The explanation was given using an example of checking each bit to see if the 12 values are the same, but there is another method to check whether the data after expanding to 16 bits is within the range that can be taken as 12 bit data before expansion. Even if you check whether it is true or not, you will get exactly the same effect. For example, the range that 12-bit data can take is +2047 to -2048 as described in FIG.
Therefore, it may be checked that +2047≧16-bit AC data≧−2048. In addition, in the explanation in the main text, an example was described in which 12 bits of AC data were expanded to 16 bits, but it goes without saying that the present invention is applicable without being limited to these bit numbers in view of the spirit of the present invention. stomach.

[0016]

[Effects of the Invention] As explained above, according to the present invention, the validity of AC data after bit expansion is checked by bit checking or by checking the possible range of data, so that digital protection is simple and reliable.
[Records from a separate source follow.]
PR #400, opened 2023-01-31
apply_dimension: Clarification of behavior #357

### LINKED ISSUE #357: apply_dimension: Clarification of behaviour
**Process ID:** apply_dimension

**Describe the issue:**
Documentation states:

> The target dimension is the source dimension if not specified otherwise in the target_dimension parameter. The pixel values in the target dimension get replaced by the computed pixel values. The name, type and reference system are preserved.

>There are three cases how the dimensions can change:
>...
>2. The source dimension is not the target dimension and the latter exists:
The number of dimensions decreases by one as the source dimension is dropped.
The target dimension properties name and type remain unchanged. All other dimension properties change as defined in the list below.

We don't understand how this is supposed to work.

For example what would the result be in the following case:
```python
data = DataCube([[1,2],[3,4]], dimensions=("temporal", "band"))
apply_dimension(data=data, process, dimension="band", target_dimension="temporal") -> ?
```

m-mohr:
Fixes #357


dthiex (approved):

LukeWeidenwalker (approved):
lgtm

Issue #402, opened 2023-02-01
merge_cubes: resample implicitly


m-mohr:
**Process ID:** merge_cubes

**Describe the issue:**

Jeroen wrote at https://discuss.eodc.eu/t/terrascope-backend-upgrade/542:
> merge_cubes and mask will now try to automatically resample input data cubes if required, reducing the need to always use resample_cube_spatial
> When catalogs contain 2 versions of the same product, we now detect this better and try to use the most recent version. This improves performance, but also reproducibility.

This is not ideal wrt reproducibility, I think. Different back-ends behave differently then.
It's non breaking as it purely adds behavior for what before just threw an error.

**Proposed solution:**

We discussed this in the PSC and it seems reasonable here to be user-friendly and implicitly add the resampling to the merge_cubes process in general. It would be described just as an implicit call to `resample_cube_spatial` where the first cube is always the baseline.

soxofaan:
This feature could also be considered for the `mask` processes

PR #405, opened 2023-02-03
Implicit resampling for spatial dimensions in mask and merge_cubes + clarifications

### LINKED ISSUE #379: `merge_cubes` description
(here we are again, discussing `merge_cubes`' description :smile: )

a couple of notes on the current description of `merge_cubes`

> The data cubes have to be compatible

I don't think we properly defined what "compatible" means. I also think the first sentence of the description here should be a more verbose version of the summary and at least mention the verb "merge".

> A merge operation without overlap should be reversible with (a set of) filter operations for each of the two cubes.

I think it's a bit strange to have this as second sentence of the description. We haven't properly defined "overlap" yet. I guess the sentence tries to define "merge_cubes" as the inverse of "filter_*", but don't think that is very clear at the moment.

> The process performs the join on overlapping dimensions, with the same name and type.

I think using the wording "join on a dimension" is not ideal because "join on" is classic  relational database terminology and is closer to "concatenate" than "merge" (which is actually meant here)

> An overlapping dimension has the same name, type, reference system and resolution in both dimensions, but can have different labels.

There is something wrong here: "A ... dimension has the same name ... in both dimensions". I guess what is meant here:

> Overlapping dimensions have the same name, type, reference system and resolution, but can have different labels

But then: isn't overlap about having the *same labels*, so why does this talk about *different labels*?

> One of the dimensions can have different labels, for all other dimensions the labels must be equal. If data overlaps, the parameter overlap_resolver must be specified to resolve the overlap.

- It seems a bit arbitrary that only one dimension can have different labels, and all the others must be equal. E.g. as spatial dimensions usually come as a pair (x and y): isn't it allowed to merge to cubes from different bboxes?
- "all other dimensions the labels must be equal" seems to imply that there is always overlap, while the next sentence contradicts this.

m-mohr:
`mask` and `merge_cubes`: The spatial dimensions `x` and `y` can now be resampled implicitly instead of throwing an error.
Also, clarify a couple of inconsistencies and conflicting descriptions. Depending on what the reader assumed as the truth, this might be breaking.

Implements #402
Fixes #379


soxofaan (commented):
some quick notes

merge_cubes.json
```diff
@@ -1,22 +1,22 @@
...
... the merged data cube: An overlap resolver is *not needed*, but for each data cube you need to add a new dimension using ``add_dimension()``. The new dimensions must be equal, except that the labels for the new dimensions must differ. The merged data cube has the same dimensions and labels as the original data cubes, plus the dimension added with ``add_dimension()``, which has the two dimension labels after the merge.\n   2. Combine the overlapping values into a single value: An overlap resolver is *required* to resolve the overlap for all values. The merged data cube has the same dimensions and labels as the original data cubes, but all values have been processed by the overlap resolver.\n4. A data cube with dimensions (`x`, `y`, `t` / `bands`) or (`x`, `y`, `t`, `bands`) and another data cube with dimensions (`x`, `y`) have the same dimension labels in `x` and `y`. Merging them will join dimensions `x` and `y`, so the lower dimension cube is merged with each time step and band available in the higher dimensional cube. A use case for this is applying a digital elevation model to a spatio-temporal data cube. An overlap resolver is *required* to resolve the overlap for all pixels.",
```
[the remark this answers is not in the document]
soxofaan: This expression (the first sentence of the description) just doesn't make sense to me:

> merge cubes by performing a join on dimensions

The "perform a join" sound very vague and I have no idea how to interpret it. So that's why my suggestion contains more concrete terms like "concatenation" and "data fusion" (which are the main use cases for `merge_cubes` usage at the moment).

merge_cubes.json
```diff
@@ -1,22 +1,22 @@
...
```
dthiex, line 4: > but the labels for the dimension `bands` are `B1` and `B2` for the base data cube and `B3` and `B4`.

I think we are missing here that B3/B4 belong to the cube to be merged/the other.

dthiex (approved):
From simply reading this both descriptions are clear to me/understandable (would still add the small addition from my other comment).

merge_cubes.json
m-mohr:
```suggestion
    "description": "The process merges two 'compatible' data cubes by performing a join on dimensions that are not equal.\n\nThe data cubes have to be compatible, which means that they must share a common subset of equal dimensions. To conveniently get to such a subset of equal dimensions, the process tries to align the horizontal spatial dimensions (axes `x` and `y`) implicitly with ``resample_cube_spatial()`` if required. `cube1` is the target data cube for the resampling. The equality for geometries follows the definition in the Simple Features standard by the OGC.\n\nAll dimensions share the same properties, such as name, type, reference system, and resolution. Dimensions can have disjoint or overlapping labels. If there is any overlap between the dimension labels, the parameter `overlap_resolver` must be specified to combine the two values for these overlapping labels. A merge operation without overlap should be reversible with (a set of) filter operations for each of the two cubes, if no implicit resampling was applied.\n\nIt is not possible to merge a vector and a raster data cube. Merging vector data cubes with different base geometry types (points, lines/line strings, polygons) is not possible and throws the `IncompatibleGeometryTypes` exception. The base geometry types can be merged with their corresponding multi geometry types.\n\nAfter the merge, the dimensions with a natural/inherent label order (with a reference system this is each spatial and temporal dimensions) still have all dimension labels sorted. For other dimensions without inherent order, including bands, the dimension labels keep the order in which they are present in the original data cubes, and the dimension labels of `cube2` get appended to the dimension labels of `cube1`.\n\n**Examples for merging two data cubes:**\n\n1. Data cubes with the dimensions (`x`, `y`, `t`, `bands`) have the same dimension labels in `x`, `y` and `t`, but the labels for the dimension `bands` are `B1` and `B2` for the base data cube and `B3` and `B4` for the other. An overlap resolver is *not needed*. The merged data cube has the dimensions `x`, `y`, `t`, `bands`, and the dimension `bands` has four dimension labels: `B1`, `B2`, `B3`, `B4`.\n2. Data cubes with the dimensions (`x`, `y`, `t`, `bands`) have the same dimension labels in `x`, `y` and `t`, but the labels for the dimension `bands` are `B1` and `B2` for the base data cube and `B2` and `B3` for the other. An overlap resolver is *required* to resolve overlap in band `B2`. The merged data cube has the dimensions `x`, `y`, `t` and `bands` and the dimension `bands` has three dimension labels: `B1`, `B2`, `B3`.\n3. Data cubes with the dimensions (`x`, `y`, `t`) have the same dimension labels in `x`, `y` and `t`. There are two options:\n   1. Keep the overlapping values separately in the merged data cube: An overlap resolver is *not needed*, but for each data cube you need to add a new dimension using ``add_dimension()``. The new dimensions must be equal, except that the labels for the new dimensions must differ. The merged data cube has the same dimensions and labels as the original data cubes, plus the dimension added with ``add_dimension()``, which has the two dimension labels after the merge.\n   2. Combine the overlapping values into a single value: An overlap resolver is *required* to resolve the overlap for all values. The merged data cube has the same dimensions and labels as the original data cubes, but all values have been processed by the overlap resolver.\n4. A data cube with dimensions (`x`, `y`, `t` / `bands`) or (`x`, `y`, `t`, `bands`) and another data cube with dimensions (`x`, `y`) have the same dimension labels in `x` and `y`. Merging them will join dimensions `x` and `y`, so the lower dimension cube is merged with each time step and band available in the higher dimensional cube. A use case for this is applying a digital elevation model to a spatio-temporal data cube. An overlap resolver is *required* to resolve the overlap for all pixels.",
```

merge_cubes.json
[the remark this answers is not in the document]
m-mohr: "concatenation" doesn't work because it's not always just an "append". Maybe we should just leave it at "The process combines two 'compatible' data cubes to a single data cube."

mask.json
```diff
@@ -1,7 +1,7 @@
...
+    "description": "Applies a mask to a raster data cube. To apply a polygon as a mask, use ``mask_polygon()``.\n\nA mask is a raster data cube for which corresponding pixels among `data` and `mask` are compared and those pixels in `data` are replaced whose pixels in `mask` are non-zero (for numbers) or `true` (for boolean values). The pixel values are replaced with the value specified for `replacement`, which defaults to `null` (no data).\n\nThe data cubes have to be compatible except that the horizontal spatial dimensions (axes `x` and `y`) will be aligned implicitly by ``resample_cube_spatial()`` with `data` being the target data cube. All other dimensions in the mask must also be available in the raster data cube with the same name, type, reference system, resolution and labels. Dimensions can be missing in the mask with the result that the mask is applied to each label of the dimension in `data` that is missing in the data cube of the mask. The process fails if there's an incompatibility found between the raster data cube and the mask.",
```
LukeWeidenwalker, line 4: I know, implementation detail, but does this mean that the client will check for this and add a `resample_cube_spatial` node at the right place in the graph, or do we need to handle this in the `merge_cubes` implementation?

m-mohr: in merge_cubes

LukeWeidenwalker:
I understand that the reproducability issue with this change has already been discussed (and accepted) in the PSC. With that disclaimed, I still feel obligated to ask: what exactly is the principle by which it's okay for this process to violate reproducability? And is this really so difficult to fix? What would be wrong about a `resampler` parameter, that at least explicitly encodes what's going on as a sub-process-graph? If that's too much effort, `resample_cube_spatial` lists loads of resampling methods, couldn't we then at least pick one from those and commit `merge_cubes` in its current form to always use that (under the assumption that the resampling method used is the only source of ambiguity here)? 
Let me know if I'm missing something here!

Btw, if folks are totally over this discussion and this is deemed not worth the effort by everyone, just ignore this comment - the content of the PR looks fine to me!

m-mohr:
@LukeWeidenwalker This has not been accepted by the PSC yet, we just discussed it but did not vote on it yet.

I'm not 100% sure why this is hurting reproducibility? What we propose here is to just implicitly call the resample process with default parameters if required. As such this should be as reproducible as an explicit call to the resample process.
I guess it's not very explicit in the process description that this is meant to use the default parameters?

LukeWeidenwalker:
> I'm not 100% sure why this is hurting reproducibility? 

Because without more info this doesn't specify which resampling method was used!

> What we propose here is to just implicitly call the resample process with default parameters if required. As such this should be as reproducible as an explicit call to the resample process. I guess it's not very explicit in the process description that this is meant to use the default parameters?

Ah, yes, IMHO this should be explicit. And since the default parameters can change, I'd also hard-code what this default parameter is expected to be. E.g. "The implicit resampling is performed as a `resample_cube_spatial` with `method="near"`".

m-mohr:
Okay, I'll make this more explicit. I'm not suire whether It's not a good idea to also mention the default values.
I assume by default back-ends don't change the default and if they change it then due to the reason that they don't support it. This means they could not implement this functionality here either and need to change the description, too. So it's not reproducible anyway...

It becomes possible to monitor the relay, and a more reliable digital protection relay can be provided.

[Brief explanation of drawings]

FIG. 1 is a diagram showing an embodiment of the present invention.

FIG. 2 is a flowchart showing the processing contents of the present invention.

FIG. 3 is a diagram explaining the concept of bit extension of AC data.

[Explanation of symbols]

1 Input conversion section 2 A/D conversion section 3. Exchange data 4 Upper 4 bit extension part 5 Digital calculation processing section

Claims (1)

[Claims] Claim 1: After introducing the electrical quantity of the power system and sampling it at regular intervals, perform n1-bit analog/digital conversion, add n2 bits to the n1-bit digital data, and generate n1 + n2-bit data. 1. A digital protective relay configured to perform a protection calculation, wherein the digital protective relay is configured to monitor whether the most significant bit of the n1 bit and the value of the n2 bit are all equal.